*TASK DIRECTIONS:*
In the listing below, the answer starts at the line that has "Screenshot 2022-03-30 at 11 53 25 AM" and stops after the line that has "3. Earlier an"; please repeat that part exactly and nothing more.
[[ RECORDS PROVIDED, beginning ]]
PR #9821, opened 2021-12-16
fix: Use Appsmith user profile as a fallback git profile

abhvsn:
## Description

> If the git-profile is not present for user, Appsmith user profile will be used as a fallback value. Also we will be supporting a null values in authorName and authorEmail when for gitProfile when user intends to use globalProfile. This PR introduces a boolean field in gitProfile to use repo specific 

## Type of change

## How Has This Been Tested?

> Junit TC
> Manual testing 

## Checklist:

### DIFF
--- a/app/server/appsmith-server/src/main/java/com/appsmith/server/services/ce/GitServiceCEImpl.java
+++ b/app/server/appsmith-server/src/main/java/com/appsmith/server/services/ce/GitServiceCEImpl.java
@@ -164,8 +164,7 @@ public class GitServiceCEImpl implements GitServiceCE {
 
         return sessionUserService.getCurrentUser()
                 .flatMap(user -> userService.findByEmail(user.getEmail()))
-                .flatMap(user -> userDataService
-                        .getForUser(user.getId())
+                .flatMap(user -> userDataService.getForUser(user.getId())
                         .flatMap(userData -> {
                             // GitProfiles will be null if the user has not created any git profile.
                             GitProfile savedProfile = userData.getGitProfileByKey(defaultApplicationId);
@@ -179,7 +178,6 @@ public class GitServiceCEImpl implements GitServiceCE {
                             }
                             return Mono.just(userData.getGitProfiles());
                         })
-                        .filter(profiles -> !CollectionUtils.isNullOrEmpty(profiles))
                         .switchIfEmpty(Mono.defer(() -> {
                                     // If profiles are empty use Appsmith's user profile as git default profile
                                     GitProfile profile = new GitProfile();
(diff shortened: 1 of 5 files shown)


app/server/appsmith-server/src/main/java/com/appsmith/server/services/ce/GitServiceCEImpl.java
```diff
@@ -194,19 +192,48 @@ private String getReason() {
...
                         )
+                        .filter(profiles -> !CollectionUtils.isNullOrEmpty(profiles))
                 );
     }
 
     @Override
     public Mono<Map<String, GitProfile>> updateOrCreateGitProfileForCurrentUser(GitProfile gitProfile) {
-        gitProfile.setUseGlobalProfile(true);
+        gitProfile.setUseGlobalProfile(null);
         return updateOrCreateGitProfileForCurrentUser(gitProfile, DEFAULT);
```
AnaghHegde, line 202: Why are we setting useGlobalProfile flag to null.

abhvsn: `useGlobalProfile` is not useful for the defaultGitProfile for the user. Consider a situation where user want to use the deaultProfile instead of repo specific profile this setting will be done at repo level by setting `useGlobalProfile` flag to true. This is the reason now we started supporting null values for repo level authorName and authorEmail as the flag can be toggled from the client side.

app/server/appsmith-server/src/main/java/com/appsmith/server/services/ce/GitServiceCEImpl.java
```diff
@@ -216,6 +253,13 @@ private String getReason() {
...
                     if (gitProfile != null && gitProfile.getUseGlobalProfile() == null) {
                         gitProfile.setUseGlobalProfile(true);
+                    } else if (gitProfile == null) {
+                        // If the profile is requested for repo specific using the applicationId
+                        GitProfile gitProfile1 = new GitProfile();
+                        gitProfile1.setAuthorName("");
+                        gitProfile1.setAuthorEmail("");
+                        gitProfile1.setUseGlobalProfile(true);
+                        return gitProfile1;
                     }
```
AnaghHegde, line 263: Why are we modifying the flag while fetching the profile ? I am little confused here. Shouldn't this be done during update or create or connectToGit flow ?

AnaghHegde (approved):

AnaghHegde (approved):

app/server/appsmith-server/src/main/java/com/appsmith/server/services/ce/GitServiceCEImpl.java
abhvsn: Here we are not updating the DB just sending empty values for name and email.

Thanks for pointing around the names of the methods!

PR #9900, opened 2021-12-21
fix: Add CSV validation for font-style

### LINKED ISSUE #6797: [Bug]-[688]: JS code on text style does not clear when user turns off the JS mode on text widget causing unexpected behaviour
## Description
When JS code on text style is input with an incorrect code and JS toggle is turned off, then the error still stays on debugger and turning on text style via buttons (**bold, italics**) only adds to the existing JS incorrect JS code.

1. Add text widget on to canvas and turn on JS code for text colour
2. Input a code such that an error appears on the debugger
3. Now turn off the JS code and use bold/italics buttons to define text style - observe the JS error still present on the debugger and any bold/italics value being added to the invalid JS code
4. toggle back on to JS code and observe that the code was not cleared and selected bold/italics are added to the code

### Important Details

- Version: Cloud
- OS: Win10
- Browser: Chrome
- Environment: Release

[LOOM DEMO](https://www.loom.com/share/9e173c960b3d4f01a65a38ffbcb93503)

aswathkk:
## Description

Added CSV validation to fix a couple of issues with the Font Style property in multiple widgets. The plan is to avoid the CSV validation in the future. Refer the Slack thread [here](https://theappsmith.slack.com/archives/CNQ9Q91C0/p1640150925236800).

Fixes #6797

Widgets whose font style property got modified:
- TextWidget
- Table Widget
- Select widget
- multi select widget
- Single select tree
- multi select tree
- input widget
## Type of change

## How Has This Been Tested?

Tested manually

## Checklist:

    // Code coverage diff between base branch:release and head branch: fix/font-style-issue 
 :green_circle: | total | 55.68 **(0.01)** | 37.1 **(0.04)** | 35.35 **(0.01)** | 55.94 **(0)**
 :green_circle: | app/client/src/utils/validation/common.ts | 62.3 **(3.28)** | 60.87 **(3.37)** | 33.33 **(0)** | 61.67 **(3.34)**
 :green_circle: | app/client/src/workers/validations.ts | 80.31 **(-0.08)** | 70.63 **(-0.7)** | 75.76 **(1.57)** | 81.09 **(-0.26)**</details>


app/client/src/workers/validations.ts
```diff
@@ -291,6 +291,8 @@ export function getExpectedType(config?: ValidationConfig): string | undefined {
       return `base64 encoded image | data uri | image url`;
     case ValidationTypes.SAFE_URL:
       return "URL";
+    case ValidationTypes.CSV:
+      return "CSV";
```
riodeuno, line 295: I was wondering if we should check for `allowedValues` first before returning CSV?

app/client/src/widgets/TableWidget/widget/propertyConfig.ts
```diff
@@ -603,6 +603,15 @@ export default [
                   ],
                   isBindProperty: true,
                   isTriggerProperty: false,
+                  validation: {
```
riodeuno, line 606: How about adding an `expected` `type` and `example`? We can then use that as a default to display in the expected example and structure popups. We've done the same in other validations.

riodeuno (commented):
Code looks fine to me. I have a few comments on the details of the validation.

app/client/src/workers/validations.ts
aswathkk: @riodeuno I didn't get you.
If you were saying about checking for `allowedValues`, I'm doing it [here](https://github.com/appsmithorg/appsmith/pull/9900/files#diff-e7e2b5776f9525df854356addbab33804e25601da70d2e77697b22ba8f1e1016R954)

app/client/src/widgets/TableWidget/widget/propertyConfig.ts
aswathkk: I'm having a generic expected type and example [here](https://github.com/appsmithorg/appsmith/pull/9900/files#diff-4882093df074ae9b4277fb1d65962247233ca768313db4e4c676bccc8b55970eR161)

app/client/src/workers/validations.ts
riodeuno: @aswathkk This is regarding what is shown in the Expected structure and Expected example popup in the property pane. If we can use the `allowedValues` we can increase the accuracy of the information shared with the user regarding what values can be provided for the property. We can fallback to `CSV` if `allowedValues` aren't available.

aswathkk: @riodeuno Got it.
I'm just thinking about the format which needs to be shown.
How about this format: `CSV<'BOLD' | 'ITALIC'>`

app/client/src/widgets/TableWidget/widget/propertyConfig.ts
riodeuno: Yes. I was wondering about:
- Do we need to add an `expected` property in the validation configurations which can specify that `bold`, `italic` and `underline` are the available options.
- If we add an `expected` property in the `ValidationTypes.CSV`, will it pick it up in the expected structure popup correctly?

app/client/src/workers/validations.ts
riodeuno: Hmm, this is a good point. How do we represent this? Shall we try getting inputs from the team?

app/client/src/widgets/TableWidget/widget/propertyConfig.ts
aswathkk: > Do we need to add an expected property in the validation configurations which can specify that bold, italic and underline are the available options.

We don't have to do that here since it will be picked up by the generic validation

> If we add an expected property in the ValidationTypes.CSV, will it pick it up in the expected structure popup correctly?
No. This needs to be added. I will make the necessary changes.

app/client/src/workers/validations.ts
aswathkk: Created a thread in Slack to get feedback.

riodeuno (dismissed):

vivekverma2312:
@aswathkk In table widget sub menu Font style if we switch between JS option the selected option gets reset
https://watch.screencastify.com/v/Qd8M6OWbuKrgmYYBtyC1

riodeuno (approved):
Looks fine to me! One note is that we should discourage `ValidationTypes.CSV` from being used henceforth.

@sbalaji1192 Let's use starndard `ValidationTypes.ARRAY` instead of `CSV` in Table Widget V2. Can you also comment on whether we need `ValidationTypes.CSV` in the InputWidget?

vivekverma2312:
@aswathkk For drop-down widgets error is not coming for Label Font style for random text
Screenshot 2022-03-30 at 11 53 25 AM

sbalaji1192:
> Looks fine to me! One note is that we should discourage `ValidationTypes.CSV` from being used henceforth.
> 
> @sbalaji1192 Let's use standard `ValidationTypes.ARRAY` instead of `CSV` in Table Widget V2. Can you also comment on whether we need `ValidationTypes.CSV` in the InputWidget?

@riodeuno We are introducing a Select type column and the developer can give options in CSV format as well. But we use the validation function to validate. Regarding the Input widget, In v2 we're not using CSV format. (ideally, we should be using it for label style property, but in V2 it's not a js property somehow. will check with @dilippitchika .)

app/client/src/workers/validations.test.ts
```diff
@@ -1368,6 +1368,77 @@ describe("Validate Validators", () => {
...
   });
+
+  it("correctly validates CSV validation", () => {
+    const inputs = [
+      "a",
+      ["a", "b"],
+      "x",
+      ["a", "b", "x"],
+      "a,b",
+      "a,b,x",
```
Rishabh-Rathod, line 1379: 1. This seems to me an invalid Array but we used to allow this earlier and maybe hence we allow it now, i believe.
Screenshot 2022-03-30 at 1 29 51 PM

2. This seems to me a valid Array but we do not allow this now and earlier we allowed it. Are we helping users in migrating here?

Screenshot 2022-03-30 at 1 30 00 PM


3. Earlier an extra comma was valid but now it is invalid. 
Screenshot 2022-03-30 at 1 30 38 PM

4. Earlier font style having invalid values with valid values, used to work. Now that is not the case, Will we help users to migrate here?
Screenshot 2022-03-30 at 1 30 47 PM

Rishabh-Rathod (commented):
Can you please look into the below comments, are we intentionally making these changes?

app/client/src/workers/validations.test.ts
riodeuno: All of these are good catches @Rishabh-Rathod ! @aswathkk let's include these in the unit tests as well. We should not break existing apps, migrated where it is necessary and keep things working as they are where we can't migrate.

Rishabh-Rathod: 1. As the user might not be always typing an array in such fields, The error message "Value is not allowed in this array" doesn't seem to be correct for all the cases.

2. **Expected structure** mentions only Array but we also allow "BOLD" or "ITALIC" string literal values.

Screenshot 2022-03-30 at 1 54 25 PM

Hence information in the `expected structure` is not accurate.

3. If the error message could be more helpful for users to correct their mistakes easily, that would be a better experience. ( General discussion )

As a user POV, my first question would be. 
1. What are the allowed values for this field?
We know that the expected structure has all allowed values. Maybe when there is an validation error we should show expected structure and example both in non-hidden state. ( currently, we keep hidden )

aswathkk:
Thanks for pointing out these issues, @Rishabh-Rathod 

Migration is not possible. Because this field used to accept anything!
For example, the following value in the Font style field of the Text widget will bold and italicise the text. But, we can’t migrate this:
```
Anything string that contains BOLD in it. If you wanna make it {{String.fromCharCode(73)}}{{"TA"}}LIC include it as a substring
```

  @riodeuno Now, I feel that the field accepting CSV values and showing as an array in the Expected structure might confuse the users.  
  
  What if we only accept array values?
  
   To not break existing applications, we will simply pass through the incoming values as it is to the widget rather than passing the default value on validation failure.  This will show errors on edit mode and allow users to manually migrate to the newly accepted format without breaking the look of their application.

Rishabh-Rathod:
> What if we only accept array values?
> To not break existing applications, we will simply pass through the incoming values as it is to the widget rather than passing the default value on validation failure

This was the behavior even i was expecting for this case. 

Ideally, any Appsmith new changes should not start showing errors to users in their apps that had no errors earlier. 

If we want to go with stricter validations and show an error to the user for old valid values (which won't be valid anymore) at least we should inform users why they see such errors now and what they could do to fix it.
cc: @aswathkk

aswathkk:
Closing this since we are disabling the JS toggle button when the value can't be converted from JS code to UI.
[[ RECORDS PROVIDED, end ]]
*RESPONSE FOR THIS EXERCISE:*
Screenshot 2022-03-30 at 11 53 25 AM

sbalaji1192:
> Looks fine to me! One note is that we should discourage `ValidationTypes.CSV` from being used henceforth.
> 
> @sbalaji1192 Let's use standard `ValidationTypes.ARRAY` instead of `CSV` in Table Widget V2. Can you also comment on whether we need `ValidationTypes.CSV` in the InputWidget?

@riodeuno We are introducing a Select type column and the developer can give options in CSV format as well. But we use the validation function to validate. Regarding the Input widget, In v2 we're not using CSV format. (ideally, we should be using it for label style property, but in V2 it's not a js property somehow. will check with @dilippitchika .)

app/client/src/workers/validations.test.ts
```diff
@@ -1368,6 +1368,77 @@ describe("Validate Validators", () => {
...
   });
+
+  it("correctly validates CSV validation", () => {
+    const inputs = [
+      "a",
+      ["a", "b"],
+      "x",
+      ["a", "b", "x"],
+      "a,b",
+      "a,b,x",
```
Rishabh-Rathod, line 1379: 1. This seems to me an invalid Array but we used to allow this earlier and maybe hence we allow it now, i believe.
Screenshot 2022-03-30 at 1 29 51 PM

2. This seems to me a valid Array but we do not allow this now and earlier we allowed it. Are we helping users in migrating here?

Screenshot 2022-03-30 at 1 30 00 PM


3. Earlier an extra comma was valid but now it is invalid. 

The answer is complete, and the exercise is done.